At least this self-insistence makes some level of sense on the way to work - The sooner I clock in, the sooner I finish. What makes less sense is that I also apply this to the way back from work, determined to make it back for 4pm only to find myself sitting at home wondering what to do with myself.
What continues to defy logic is that I apply this thought-process to all aspects of life. Walking to the pub with a friend, I will battle mild internal frustration and begrudgingly accept undertaking a sub-optimal route.
As strange walking traits go, I'll take it. It's negligible. Up until my mid-teens I used to obsess with achieving an equal number of steps when walking. This sounds like exactly what would happen anyway, given the mechanics of walking partnered with my number of legs.
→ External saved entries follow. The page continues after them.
Issue #1307, opened 2024-08-27
[Picker] Choosing picker option by 'Enter' press does not work


EmWa94:
### Is there an existing issue for this?

- [X] I have searched the existing issues

### Describe the bug

When `searchDisabled` prop is set to true, choosing picker options by pressing `Enter` doesn't work, e.g bellow ⬇️ 

<img width="408" alt="image" src="https://github.com/user-attachments/assets/ecf6e225-7ab4-417d-af5c-c009f1107419">

<img width="559" alt="image" src="https://github.com/user-attachments/assets/2dc6deae-bc51-4287-ab85-3ad8ceb1e84c">

### Steps To Reproduce

1. Focus Picker and open list of options - by clicking picker or enter press on a focused picker
2. Choose the new option to select by arrow down/up press - it works ok
3. Confirming the chosen option by `Enter` press - it does not work.the 

### Expected Behavior

Confirming focused/chosen list item by `Enter` press select this option.

### Design system package(s) version

"@livechat/design-system-react-components": "1.33.7"

PR #1315, opened 2024-09-05
fix(Picker): fixing keyboard handling when search is disabled

VadymBezpalko:
Resolves: #1307 

## Description
Adding keyboard handling to the picker list when the search input is disabled.

## Storybook

https://feature-1307--613a8e945a5665003a05113b.chromatic.com

## Checklist

**Obligatory:**

- [x] Add correct label


ashbork (approved):

vladko-uxds (approved):
👍

packages/react-components/src/components/Picker/Picker.stories.tsx
```diff
@@ -39,6 +39,8 @@ const PickerComponent = (args: IPickerProps) => {
   return (
     <Picker
       {...args}
+      openedOnInit={false}
+      searchDisabled={true}
```
marcinsawicki, line 43: Why do we set those props manually? 🤔

VadymBezpalko: nope, these are leftovers

marcinsawicki (approved):

Issue #1289, opened 2024-08-13
[AppFrame] - Mobile view & SubscriptionNavigationItem


vladko-uxds:
Based on slack https://text.slack.com/archives/CA945NPQR/p1723533987577029

There is a feature request from HelpDesk and Accounts teams to add a following features to the AppFrame functionality:
- There is a need of Mobile view handling in the AppFrame component. This feature should handle width change with rendering of specific mobile-view navigation items. This set can subset of existing items and also mobile-only nav items. There is an idea to add also a nav item that will work like "More" button and show a popup with additional items.
- There is a request for nav item, that will work like subscription item in AA - will show red background with days counter.

We must discuss these requests and decide if, when, and how we want to implement them.

PR #1319, opened 2024-09-05
feat(AppFrame): mobile view and MobileNavigation component

marcinsawicki:
Resolves: #1289 

## Description
Mobile view for `AppFrame`.
Added required prop `mobileNavigation` and `MobileNavigation` component (act as `Navigation` but for mobile view).
UI changes related to the mobile view (top bars overlap the view).

## Storybook

https://feature-1289--613a8e945a5665003a05113b.chromatic.com

## Checklist

**Obligatory:**

- [x] Add correct label


packages/react-components/src/components/AppFrame/components/NavigationItem/NavigationItem.tsx
```diff
@@ -44,6 +44,7 @@ export const NavigationItem: React.FC<INavigationItemProps> = ({
   isActive,
   onClick,
   className,
+  isMobile,
```
VadymBezpalko, line 47: Do we need to add this prop? Can't we imply this from its wrapper `MobileNavigation`?

packages/react-components/src/components/AppFrame/components/NavigationItem/NavigationItem.tsx
```diff
@@ -87,6 +89,7 @@ export const NavigationItem: React.FC<INavigationItemProps> = ({
             {...props}
           >
             {icon}
+            {isMobile && label}
```
VadymBezpalko, line 92: Instead of using separate prop isMobile, I'd use only the label and show it when this component placed inside of `MobileNavigation`.

packages/react-components/src/components/AppFrame/AppFrame.spec.tsx
```diff
@@ -30,6 +31,17 @@ const defaultProps = {
       />
     </Navigation>
   ),
+  mobileNavigation: (
+    <MobileNavigation data-testid="mobile-navigation">
+      <NavigationItem
+        id="item-1"
+        label="Item 1"
+        icon={<div>Icon</div>}
+        url="#"
```
VadymBezpalko, line 40: The `url` prop is optional, you do not need to pass it.

packages/react-components/src/components/AppFrame/AppFrame.tsx
```diff
@@ -30,30 +32,39 @@ const Frame = (props: IAppFrameProps) => {
     isVisible: isSideNavigationVisible,
     elementRef: sideNavWrapperRef,
   });
+  const { isMobile, handleResize } = useMobileViewDetector({
```
VadymBezpalko, line 35: To avoid confusing the name `handleResize` with a function, I'd suggest to add it for example: `handleResizeRef`

packages/react-components/src/components/AppFrame/types.ts
```diff
@@ -31,6 +35,10 @@ export interface IAppFrameProps extends ComponentCoreProps {
    * The CSS class for the content container
    */
   contentClassName?: string;
+  /**
```
VadymBezpalko, line 38: Please add information about default value

VadymBezpalko (approved):

vladko-uxds (approved):

packages/react-components/src/components/AppFrame/components/NavigationItem/NavigationItem.tsx
marcinsawicki: Moved that flag to the `AppFrameContext`

PR #1359, opened 2024-09-19
feat(Accordion): change label height based on child component

kubaczerwinski77:
Resolves: #{issue-number}

## Description
Define the label height based on child component

## Storybook

https://feature-1358--613a8e945a5665003a05113b.chromatic.com

## Checklist

**Obligatory:**

- [x] Add correct label

### DIFF
--- a/packages/react-components/src/components/Accordion/components/AccordionAnimatedLabel.module.scss
+++ b/packages/react-components/src/components/Accordion/components/AccordionAnimatedLabel.module.scss
@@ -5,7 +5,7 @@ $base-class: 'accordion-animated-label';
   position: relative;
   align-items: center;
   transition: all var(--transition-duration-fast-2) ease-in-out;
-  min-height: 21px;
+  min-height: 24px;
 
   &__open,
   &__close {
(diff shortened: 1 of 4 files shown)


packages/react-components/src/components/Accordion/components/AccordionAnimatedLabel.module.scss
```diff
@@ -14,7 +15,19 @@ $base-class: 'accordion-animated-label';
...
   }
 }
+
+@keyframes change-visibility {
+  0% {
+    opacity: 0;
+  }
+
+  70%,
+  100% {
```
mreszke, line 30: why it's done like that? Shouldn't we use shorter duration to make effect faster?

mreszke (approved):

marcinsawicki (approved):

packages/react-components/src/components/Accordion/components/AccordionAnimatedLabel.module.scss
kubaczerwinski77: I guess the results will be similar in both cases :P

PR #1363, opened 2024-09-23
feat(InviteAgents): new component

VadymBezpalko:
## Description
New component: [FIGMA](https://www.figma.com/design/koantnx83TCyrM1dH6LqLx/Refresh-WIP?node-id=3017-62928&node-type=frame&m=dev)

## Storybook

https://feature-invite-agents--613a8e945a5665003a05113b.chromatic.com

## Checklist

**Obligatory:**

- [x] Add correct label

### DIFF
--- a/packages/react-components/src/components/Avatar/Avatar.tsx
+++ b/packages/react-components/src/components/Avatar/Avatar.tsx
@@ -53,6 +53,10 @@ export interface AvatarProps extends ComponentCoreProps {
    * Displays rim
    */
   withRim?: boolean;
+  /**
+   * Custom style for the avatar
+   */
+  style?: React.CSSProperties;
 }
 
 const baseClass = 'avatar';
@@ -68,6 +72,7 @@ export const Avatar: React.FC<AvatarProps> = ({
   text,
   type,
   withRim = false,
+  style,
   ...props
 }) => {
   const isImproperImageSetup = type === 'image' && !src;
@@ -136,7 +141,11 @@ export const Avatar: React.FC<AvatarProps> = ({
   }, [isImproperImageSetup]);
 
   return (
-    <div className={mergedClassNames} style={backgroundStyle} {...props}>
+    <div
+      className={mergedClassNames}
+      style={{ ...backgroundStyle, ...style }}
+      {...props}
+    >
       {withRim && (
         <div
           data-testid={`${baseClass}__rim`}
--- a/packages/react-components/src/components/Avatar/Avatar.tsx
+++ b/packages/react-components/src/components/Avatar/Avatar.tsx
@@ -53,10 +53,6 @@ export interface AvatarProps extends ComponentCoreProps {
    * Displays rim
    */
   withRim?: boolean;
-  /**
-   * Custom style for the avatar
-   */
-  style?: React.CSSProperties;
 }
 
 const baseClass = 'avatar';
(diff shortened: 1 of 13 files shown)


mreszke:
IMO it would be better to remove `onSetUpChatbotClick` from the props and allow to pass an array of custom elements


return (
  <InviteAgents
    agents={agents}
    onAddTeammateClick={onAddTeammateClick}
    customElements={[
       onClick: onSetUpChatbotClick,
       icon: ChatbotIcon,
       text: 'Set up ChatBot'
    ]}
    animatedInviteButton={true}
    tooltipArrowOffset={13}
    className="invite-agents"
  />
);

packages/react-components/src/components/Avatar/Avatar.tsx
```diff
@@ -53,6 +53,10 @@ export interface AvatarProps extends ComponentCoreProps {
    * Displays rim
    */
   withRim?: boolean;
+  /**
+   * Custom style for the avatar
+   */
+  style?: React.CSSProperties;
```
marcinsawicki, line 59: Maybe this should be a part of `ComponentCoreProps`? 🤔

packages/react-components/src/components/InviteAgents/InviteAgents.mdx
```diff
@@ -0,0 +1,51 @@
...
+  {
+    name: 'Alice',
+    email: 'alice@example.com',
+    status: 'available',
+    avatar: 'https://via.placeholder.com/150',
+  },
+]; 
+
+const onAddTeammateClick = () => {
+  console.log('Add Teammate Clicked');
```
marcinsawicki, line 29: I think we shouldn't put the `console.log` in the docs. Simple `() => {}` is enough imo 🤔

packages/react-components/src/components/InviteAgents/InviteAgents.tsx
```diff
@@ -0,0 +1,177 @@
...
+                    +{additionalAgentsNumber}
+                  </Text>
+                )}
+              </div>
+            )
+          }
+        >
+          {hasOnlyUnavailableAgents ? (
+            <Interactive
+              header="No one's available to assist customers"
```
marcinsawicki, line 138: IMO a request to change copy here or elsewhere will appear sooner rather than later. 😅 Shouldn't we leave this open for custom string? 🤔

packages/react-components/src/components/InviteAgents/types.ts
```diff
@@ -0,0 +1,33 @@
+export interface Agent {
+  name: string;
+  email: string;
+  status: 'available' | 'unavailable' | 'unknown';
+  avatar: string;
+}
+
+export interface InviteAgentsProps {
```
marcinsawicki, line 8: extend `ComponentCoreProps`? 🤔

marcinsawicki (approved):
left some comments

VadymBezpalko:
> IMO it would be better to remove `onSetUpChatbotClick` from the props and allow to pass an array of custom elements
> 
> ```
>   <InviteAgents
>     agents={agents}
>     onAddTeammateClick={onAddTeammateClick}
>     customElements={[
>        onClick: onSetUpChatbotClick,
>        icon: ChatbotIcon,
>        text: 'Set up ChatBot'
>     ]}
>     animatedInviteButton={true}
>     tooltipArrowOffset={13}
>     className="invite-agents"
>   />
> ```

@mreszke The problem is that we have a 'Set up ChatBot' CTA in a dedicated tooltip, so it needs to be passed either way.
image

packages/react-components/src/components/InviteAgents/InviteAgents.tsx
VadymBezpalko: There are at least a few different places with this copy, so if we want to move it to props then other places should be covered too, so I'd leave it like that for now

PR #1372, opened 2024-09-30
feat(ProductSwitcher): Add prop to change the theme mode

jakubsikora:
Resolves: #{issue-number}

## Description
Add prop to change the theme mode. TeamChat doesnt have the app frame yet, so the light mode will work.

## Storybook

https://feature-product-switcher-theme-prop--613a8e945a5665003a05113b.chromatic.com

## Checklist

**Obligatory:**

- [x] Add correct label


VadymBezpalko (approved):
👏

Issue #1326, opened 2024-09-10
[Popover] - New variant for Research needs


vladko-uxds:
https://livechatinc.atlassian.net/browse/PP-11581

[Figma design](https://www.figma.com/design/EnrJJg0SP5K0am1JXD6otJ/%5BINT%5D-Modal-inviting-to-interview?node-id=21-3&t=VawJNekp19wioX1j-4)

PR #1376, opened 2024-10-02
tweak(PromoBannerV2): new kind "dark" for PromoBannerV2 

VadymBezpalko:
Resolves: #1326 

## Description
Adding new kind dark for PromoBannerV2

## Storybook

https://feature-1326--613a8e945a5665003a05113b.chromatic.com

## Checklist

**Obligatory:**

- [x] Add correct label

### DIFF
--- a/packages/react-components/src/components/PromoBannerV2/PromoBannerV2.stories.css
+++ b/packages/react-components/src/components/PromoBannerV2/PromoBannerV2.stories.css
@@ -38,3 +38,19 @@
 .text {
   font-size: 24px;
 }
+
+.dark-promo-banner {
+  max-width: 800px;
+}
+
+.dark-promo-header {
+  margin: 0 0 var(--spacing-4) 0;
+}
+
+.dark-promo-additional-content {
+  align-items: center;
+
+  img {
+    border-radius: 12px;
+  }
+}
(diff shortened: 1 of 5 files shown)


vladko-uxds (approved):
👍

packages/react-components/src/components/PromoBannerV2/PromoBannerV2.stories.css
```diff
@@ -38,3 +38,19 @@
...
+}
+
+.dark-promo-header {
+  margin: 0 0 var(--spacing-4) 0;
+}
+
+.dark-promo-additional-content {
+  align-items: center;
+
+  img {
```
marcinsawicki, line 53: Are we sure that we want to force the radiuses on the img? 🤔 
What about cases where this will be unexpected?

marcinsawicki (approved):

packages/react-components/src/components/PromoBannerV2/PromoBannerV2.stories.css
VadymBezpalko: Do we do not want to do that, so that's why radius is added in custom story styles and not in the component ;)

Issue #1405, opened 2024-10-15
[FloatingPortal] - add a component that allows breaking out of current stacking context


ashbork:
### Description

Add a component allowing other elements, not just Modals (using `ModalPortal`) to be 'portaled' out of their DOM location

PR #1408, opened 2024-10-16
feat(FloatingPortal): add a FloatingPortal util component and allow using it with Tooltip

ashbork:
allows lifting the tooltip's floating part out of the hierarchy

Resolves: #1405

## Storybook

https://feature-floating-portal--613a8e945a5665003a05113b.chromatic.com

## Checklist

**Obligatory:**

- [x] Add correct label


packages/react-components/src/components/FloatingPortal/types.ts
```diff
@@ -0,0 +1,20 @@
+import * as React from 'react';
+
+export interface FloatingPortalProps {
```
VadymBezpalko, line 3: Maybe it would be better to use the original FloatingPortalProps here?

ashbork: floating-ui doesn't export them

VadymBezpalko (approved):

PR #43, opened 2018-10-05
add jsonnet for prometheus

squat:
This PR adds the jsonnet files necessary to generate the prometheus statefulset that scrapes the telemeter server (AKA the "insights" prometheus). The PR also commits the generated yaml files.

I have tested deploying the generated files against a 3.10 openshift cluster and everything works as expected :tada:!!

In order to finish the work of scraping the telemeter server, we need to create a ServiceMonitor manifest for it.

cc @s-urbaniak @jmelis @pbergene

### DIFF
--- a/jsonnet/telemeter/prometheus/kubernetes/kubernetes.libsonnet
+++ b/jsonnet/telemeter/prometheus/kubernetes/kubernetes.libsonnet
@@ -1,0 +1,332 @@
+local k = import 'ksonnet/ksonnet.beta.3/k.libsonnet';
+
+{
+  _config+:: {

But for some reason I decided to force unnecessary patterns upon myself, increasing in complexity over time. I wonder how many people noticed me lurch into minor spasm whilst attempting to disguise a surreptitious hop. The irony being that all the while wasting valuable seconds deciding to pointlessly hop complex patterns, I was still intent on achieving absolute efficiency of direction.
So at least I've made some progress in becoming less of a freak. But it isn't just walking which falls victim to my self-prescribed nonsensical ordinance. Another example - I tactically structure my food and drink intake to achieve optimal timing. Firstly I wait as long as possible to eat breakfast, temporarily offsetting my hunger with a coffee. A late breakfast enables me to optimise financially by avoiding pre-lunch snacks. Too much caffeine too close together makes me dizzy, so a coffee prior to breakfast is optimal as it means there is less waiting time between breakfast and the next caffeinated drink. Lunch provides the next buffer between caffeinated drinks, as I further optimise output, achieving a maintained energy level with the lowest required financial expenditure. I forgot to mention - I won't have my first caffeinated drink too early, it must be perfectly timed before the first mentally stimulating task of the day. What's the point in being buzzed for the walk to work? That is not optimal!!! So as I was saying, I'm not as much of a freak anymore.
There are other examples but if I were to go into them it would significantly infringe upon my daily optimisation.
Have I grasped a level control over time? Or have I fallen even further victim to its inexorable infinity? Probably the latter. My natural inclination is to compromise mental wellbeing for efficiently and finance. And I'm not particularly quick to achieve anything, nor am I rich, so to what evidence do I persist with this tactic? Well, I could always be worse off. There may be a parallel universe in which I do not apply this approach and I am in absolute turmoil. There is no way of knowing for sure. Best to play it safe and carry on exactly as I am - an optimus loser.